会費は無料。個人情報は不要。ツイッターのアカウント保有のみが入会資格だが、迷惑行為対策のため仮入会を経ての昇格となる。公式アカウントへのDMで申し込む。中学生から会社の定年を迎えた者まで会員の年齢層は幅広く、女性も多い。フランス、韓国、中国、タイ、ドイツからの海外会員も在籍する。
会員証、アイコンのイラストはゲーム漫画の名作「ファミコンロッキー」で知られる漫画家あさいもとゆき氏が担当。会歌はレトロゲーム好きで知られ、ヒップホップグループKICK THE CAN CREWのメンバーMCU氏から提供を受けた。「あさい先生はご近所ということもあり画像提供や運営等の相談に乗ってもらい、現在も支えてもらっています。MCUさんは本当にカッコイイ曲を作って頂きました」と感謝を口にした。
会員数が100人を超えた頃から、気苦労が絶えなかった。ゲームは集めるものではなく遊ぶもの、といった〝そもそも論〟での批判、著作権侵害を問う声、金儲けを疑う声、会員同士のツイッター上での言い争い、覚えのない指摘などに身をさらされた。開設1年が過ぎた頃に運営委員会を立ち上げた。委員は15~20人で1年ごとに更新される。「すべてボランティアですが、おかげさまで平和になってきました」。違法改造ゲームの画像、オークションを仕掛けるものなど規約違反投稿への削除要請、DMでの問い合わせ対応など、役割を分担した上で、細かな対処に努めた成果が表れた。

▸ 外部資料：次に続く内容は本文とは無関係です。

PR #1269, opened 2019-11-27
Add regex for lower case limit in feature derivation

### LINKED ISSUE #1263: lowercase keywords 'limit' report an error when training model
There is an error reported when I use the lowercase keyword 'limit', shown as follows:
image
image

tonyyang-svail:
Fix #1263.

### DIFF
--- a/pkg/sql/feature_derivation.go
+++ b/pkg/sql/feature_derivation.go
@@ -230,7 +230,20 @@ func InferFeatureColumns(trainIR *ir.TrainClause) error {
 	fcMap := makeFeatureColumnMap(trainIR.Features)
 	fmMap := makeFieldMetaMap(trainIR.Features)
 
-	q := fmt.Sprintf("SELECT * FROM (\n%s\n) a LIMIT %d", trainIR.Select, featureDerivationRows)
+	// TODO(typhoonzero): find a way to using subqueries like select * from (%s) AS a LIMIT 100
+	q := trainIR.Select
+	re, err := regexp.Compile("(LIMIT [0-9]+|limit [0-9]+)")
+	if err != nil {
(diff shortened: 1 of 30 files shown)


pkg/sql/feature_derivation.go
```diff
@@ -230,20 +230,7 @@ func InferFeatureColumns(trainIR *ir.TrainClause) error {
...
-	limitClauseIndexes := re.FindStringIndex(q)
-	if limitClauseIndexes == nil {
-		q = fmt.Sprintf("%s LIMIT %d", q, featureDerivationRows)
-	} else {
-		// TODO(typhoonzero): there may be complex SQL statements that contain multiple
-		// LIMIT clause, using regex replace will replace them all.
-		re.ReplaceAllString(q, fmt.Sprintf("LIMIT %d", featureDerivationRows))
-	}
-
+	q := fmt.Sprintf("SELECT * FROM (\n%s\n) a LIMIT %d", trainIR.Select, featureDerivationRows)
```
typhoonzero: Seems using subqueries here will cause error: https://travis-ci.com/sql-machine-learning/sqlflow/jobs/260837168, I'll change it back to the regex way for a fast fix. Remove the `LIMIT 10` from train SQL, it works well.

Running the subquery SQL using hive command line also works. Need to find out a solution.

Yancey0623 (approved):
LGTM.

tonyyang-svail:
@typhoonzero @Yancey1989 Please update the commit message and PR title if we are using a different solution. Even after reading https://github.com/sql-machine-learning/sqlflow/pull/1269#discussion_r351132750, I still took a while to realize the solution has been updated.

会員証に記された信念は3つ。「全世界のレトロゲーム好きの為の愛好会です」「会員同士お互いを認め合い、仲良くしましょう」「ゲーム愛と情熱を持って、レトロゲーム界を盛り上げていこう」。コレクター、ゲーマー、コスプレイヤー、動画配信者、絵描き師を等しく認め合う環境を目指している。

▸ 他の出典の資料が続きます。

PR #1272, opened 2019-11-27
Refactor executor_ir.go using the visitor pattern

### LINKED ISSUE #1239: Too many if branches for PAI submitter
`SubmitterPAI` is one of many supported ML engines for SQLFlow. However, in the main logic of `runTrainIR`, there are three if statements on `SubmitterPAI`, which hurts the readability. 

https://github.com/sql-machine-learning/sqlflow/blob/e907cada17489c650802884dafc233b1ed039a21/pkg/sql/executor_ir.go#L178

https://github.com/sql-machine-learning/sqlflow/blob/e907cada17489c650802884dafc233b1ed039a21/pkg/sql/executor_ir.go#L194

https://github.com/sql-machine-learning/sqlflow/blob/e907cada17489c650802884dafc233b1ed039a21/pkg/sql/executor_ir.go#L221

@shendiaomo Could you please try to refactor this? If it is hard to refactor, then there might be a design flaw.

shendiaomo:
Wikipedia:
> The visitor design pattern is a way of separating an algorithm from an object structure on which it operates. A practical result of this separation is the ability to add new operations to _existing object structures_ without modifying the structures

In our scenario, the above _existing object structure_ is the `ir.SQLStatement` interface and the four types implemented that interface, because there're always requirements to add new operations to the object structure(i.e. add a new submitter), but the structure itself is relatively stable.
This pull request extracts two new concepts: an `Executor` is a visitor to `SQLStatement`, a `Submitter` extends `Executor` and represents a submitter platform such as _"pai"_, _"alps"_ or _"elasticdl"_. 

`defaultSubmitter` encapsulates the core functionality of the former `TrainIR`, `PredictIR` and `AnalyzeIR` functions and exposes several utility methods. As a result, it is a piece of cake to implement `alpsSubmitter` and `elasticdlSubmitter`.

The pull request uses a `map[string]Submmiter` as a type registry.

`paiSubmitter` demos how a new submitter can be implemented as a new file without touching any other existing source files

This also fixes #1239 

**TODO**
1. Move `submitter.go` and all its dependencies into a new package `submitter`
1. A better design to replace the `if` checking `xgboost` or `tensorflow`

### DIFF
--- a/pkg/sql/executor_ir.go
+++ b/pkg/sql/executor_ir.go
@@ -15,21 +15,11 @@ package sql
 
 import (
 	"bytes"
-	"encoding/base64"
 	"fmt"
-	"io"
-	"io/ioutil"
-	"os"
-	"os/exec"
-	"path"
 	"strings"
-	"sync"
 	"time"
 
 	pb "sqlflow.org/sqlflow/pkg/proto"
-	"sqlflow.org/sqlflow/pkg/sql/codegen/pai"
-	"sqlflow.org/sqlflow/pkg/sql/codegen/tensorflow"
-	"sqlflow.org/sqlflow/pkg/sql/codegen/xgboost"
 	"sqlflow.org/sqlflow/pkg/sql/ir"
 )
 
@@ -43,35 +33,6 @@ type EndOfExecution struct {
 // WorkflowJob indicates the Argo Workflow ID
 type WorkflowJob struct {
 	JobID string
-}
-
-var envSubmitter = os.Getenv("SQLFLOW_submitter")
-
-// SubmitterType is the type of SQLFlow submitter
-type SubmitterType int
-
-const (
-	// SubmitterPAI indicates that SQLFlow uses the PAI platform as submitter
-	SubmitterPAI = iota
-	// SubmitterEDL indicates that SQLFlow uses ElasticDL as submitter
-	SubmitterEDL
-	// SubmitterALPS indicates that SQLFlow uses ALPS as submitter
-	SubmitterALPS
-	// SubmitterDefault indicates that SQLFlow uses the default submitter
-	SubmitterDefault
-)
-
-func submitter() SubmitterType {
-	switch envSubmitter {
-	case "pai":
-		return SubmitterPAI
-	case "elasticdl":
-		return SubmitterEDL
-	case "alps":
-		return SubmitterALPS
-	default:
-		return SubmitterDefault
-	}
 }
 
 // RunSQLProgram run a SQL program.
@@ -155,9 +116,9 @@ func runSQLProgram(wr *PipeWriter, sqlProgram string, db *DB, modelDir string, s
 			if parsed.train {
 				r, err = generateTrainIRWithInferredColumns(parsed, connStr)
 			} else if parsed.analyze {
-				r, err = generateAnalyzeIR(parsed, connStr, modelDir, submitter() != SubmitterPAI)
+				r, err = generateAnalyzeIR(parsed, connStr, modelDir, submitter().GetTrainIRFromModel())
 			} else {
-				r, err = generatePredictIR(parsed, connStr, modelDir, submitter() != SubmitterPAI)
+				r, err = generatePredictIR(parsed, connStr, modelDir, submitter().GetTrainIRFromModel())
 			}
 		} else {
 			standardSQL := ir.StandardSQL(sql.standard)
@@ -171,7 +132,6 @@ func runSQLProgram(wr *PipeWriter, sqlProgram string, db *DB, modelDir string, s
 			return e
 		}
 	}
-
 	return nil
 }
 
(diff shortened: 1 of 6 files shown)


pkg/sql/executor_ir.go
```diff
@@ -187,242 +147,11 @@ func runSingleSQLIR(wr *PipeWriter, sqlIR ir.SQLStatement, db *DB, modelDir stri
...
-	imgBytes, err := ioutil.ReadAll(imgFile)
-	if err != nil {
-		return err
-	}
-	imgBase64Str := base64.StdEncoding.EncodeToString(imgBytes)
-	img2html := fmt.Sprintf("<div align='center'><img src='data:image/png;base64,%s' /></div>", imgBase64Str)
-	wr.Write(img2html)
-	return nil
+	defer submitter().Teardown()
+	return sqlIR.Execute(submitter())
```
typhoonzero, line 154: We can execute a program, execute(interpret) the intermediate representation, but not execute a submitter.

typhoonzero (commented):
It's an excellent idea to use polymorphism to implement multiple execution branches.

Yet I have several questions to be discussed:

image
1. It seems the lines of code are not reducing after this refactor.
1. The name "submitter" is referred to `python/sqlflow_submitter` for now.
1. `Executor` and `submitter` is a little bit confusing

shendiaomo:
> It's an excellent idea to use polymorphism to implement multiple execution branches.
> 
> Yet I have several questions to be discussed:
> 
> image
> 
> 1. It seems the lines of code are not reducing after this refactor.

Two reasons:
1. The core idea behind this pull request (and OOP itself) is to make the code more maintainable rather than to reduce code size. In this pull request, we can see the source of each `submitter` is much shorter than they were before, and each submitter only needs to depend on itself rather than intervene with code from other submitters or `executor_ir.go`. This is an obvious sign of better maintainability. Better maintenance means a lot, for example, there will be much fewer code conflicts in pull requests after this commit.

1. In fact, the pull request does reduce the **real** code size by about 1/4 to 1/3, the extra lines added are either boilerplate code such as `import` and `package` because there are more files now, or comments such as the copyright sections and exported name comments because there are more names exported now.

> 2. The name "submitter" is referred to `python/sqlflow_submitter` for now.
> 3. `Executor` and `submitter` is a little bit confusing

`Submitter` is named after the existing environment variable `SQLFLOW_submitter`, and `Executor` is named after `executor_ir.go`. `Submitter` is a species of `Executor`, anyway, better suggestions are welcomed.

pkg/sql/executor_ir.go
shendiaomo: > We can execute a program, execute(interpret) the intermediate representation, but not execute a submitter.

Execute is an intransitive and transitive verb.
Transitive verb example:
> A system that executes a program is called an interpreter of the program. ✅

Intransitive verb example:
> Very few programs execute on a bare machine.✅

Both the examples are quoted from https://en.wikipedia.org/wiki/Execution_(computing)
So we can say _The intermediate representation executes **on** a submitter_.

pkg/sql/submitter.go
```diff
@@ -0,0 +1,240 @@
...
+func (s *defaultSubmitter) ExecuteTrain(cl *ir.TrainClause) (e error) {
+	var code string
+	if isXGBoostModel(cl.Estimator) {
+		code, e = xgboost.Train(cl)
+	} else {
+		code, e = tensorflow.Train(cl)
+	}
+	if e == nil {
+		if e = s.runCommand(code); e == nil {
+			e = s.SaveModel(cl)
```
tonyyang-svail, line 156: Style guide: "Try to keep the normal code path at a minimal indentation, and indent the error handling, dealing with it first. This improves the readability of the code by permitting visually scanning the normal path quickly." https://github.com/golang/go/wiki/CodeReviewComments#indent-error-flow

So maybe rewrite this function to following in the next PR. This comment also applies to other places in this PR.
```go
func (s *defaultSubmitter) ExecuteTrain(cl *ir.TrainClause) (e error) {
	var code string
	if isXGBoostModel(cl.Estimator) {
		if code, e = xgboost.Train(cl); e != nil {
			return e
		}
	} else {
		if code, e = tensorflow.Train(cl); e != nil {
			return e
		}
	}
	
	if e = s.runCommand(code); e != nil {
		return e
	}
	
	return s.SaveModel(cl)
}
```

I haven't seen `if e == nil` much in Go project, so please avoid it as much as possible.

pkg/sql/executor_ir.go
tonyyang-svail: > So we can say The intermediate representation executes on a submitter.

@typhoonzero @shendiaomo How about changing `sqlIR.Execute(submitter())` to `sqlIR.ExecuteOn(submitter())`.

tonyyang-svail (commented):
@shendiaomo Thanks for submitting this excellent PR.

@typhoonzero I tend to approve it since it decouples the logic in each Go submitters, therefore it improves the quality and maintainability of the codebase.

> The name "submitter" is referred to python/sqlflow_submitter for now.

@typhoonzero The submitter contains the execution logic of an ML job. However, in our current implementation, some of the logics are in Go (saving trained model into a database table, loading TrainSQL for PredictSQL to do feature derivation), and some of the logics are in Python (the model training, prediction and explaining). Therefore, the submitter concept exists in both Go and Python. We can't avoid it unless we port all the functionalities (feature derivation, model saving together with the train SQL statement, model loading with the train SQL statement, basically everything besides the parsing) to Python. Before we do the porting, we may keep the name submitter in both Go and Python.

typhoonzero (approved):

pkg/sql/submitter.go
shendiaomo: I'll fix this later in another commit.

会長には危機感がある。「ネットオークションに貴重なレトロゲームが出品されると、大半は海外勢に落札されてしまう。日本で生まれたゲームが海外に流出していることに危機感を抱いていて、国内を少しでも盛り上げたい思いがあります」。そう話す一方で、楽しさを求める遊び心も失ってはいない。昨年末にはツイッター上で印象的な投稿を紹介、投票する「KING OF RETROCONSUMER」を開催。入賞者にはゴールド会員証が贈られた。愛好会内でそれぞれの得意ジャンルを掘り下げる〝部活動〟も盛んで、独自に動画配信やインスタグラムへの投稿を行う会員をリツイート等で積極的に応援する。
今後はコロナ禍以降自粛していたオフ会の再開を目指す。「子どもの頃、家で友人たちと集まってゲームを楽しんだような環境を、日本各地に作れたらうれしいですね」と目を輝かせた。